Gene driver for breast cancer discovered

A rare but hard-to-treat form of breast cancer is driven by a newly discovered gene, researchers have found.

ZNF703 is the first oncogene to be discovered in five years, and it could lead to more effective treatments down the road, Cancer Research UK said.

Oncogenes tell healthy cells to divide when needed. But in tumours, they are overactive and the cancer multiply unstoppably. The oncogene act like a stuck accelerator that leads a car to speed out of control.

In Friday’s online issue of the journal EMBO Molecular Medicine, scientists from Cancer Research UK’s Cambridge Research Institute and the British Columbia Cancer Agency in Vancouver said evidence strongly suggests ZNF703 is a new oncogene.

To come to that conclusion, they tested gene activity in 1,172 breast tumour samples that were estrogen receptor-positive.

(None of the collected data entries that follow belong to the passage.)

PR #15228, opened 2020-08-26
Add converter from Option[T] to bool

ire4ever1190:
Adds a small converter for syntactic sugar in checking if `Option[T]` contains a value
```nim
var value = some("some value")
# This
if value:
    # Do work on value
# Instead of this
if value.isSome:
    # Do work on value
```

### DIFF
--- a/lib/pure/options.nim
+++ b/lib/pure/options.nim
@@ -372,6 +372,19 @@ proc unsafeGet*[T](self: Option[T]): lent T {.inline.}=
   assert self.isSome
   result = self.val
 
+converter toBool*[T](self: Option[T]): bool =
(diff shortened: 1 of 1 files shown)


bluenote10:
This looks dangerous. Doesn't it lose type safety of `Option[bool]`?

ire4ever1190:
~~it shouldn't because if a value of `Option[bool]` is `none` then it will return false since `isSome` returns false~~
never mind, I see what you are saying
yes it would mess up in that situation

alehander92:
this is a good idea if we automatically refine the type inside the branch: but I think people don't like it because it's .. a different type after all?

dom96:
big no from me on this.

Testing whether the gene is overactive in a tumour could help highlight those more likely to resist standard treatments, said the study’s senior author, Prof. Carlos Caldas, of the Cambridge Research Institute.
ZNF703 is overactive in around one in 12 breast cancers, Caldas noted.

The oncogene acts in the opposite way to better known cancer genes like BRCA1 and 2 that are tumour suppressor genes.

Tumour suppressor genes act like brakes to prevent a cell from multiplying out of control. But when these genes are missing, it is as if a car’s brakes were cut.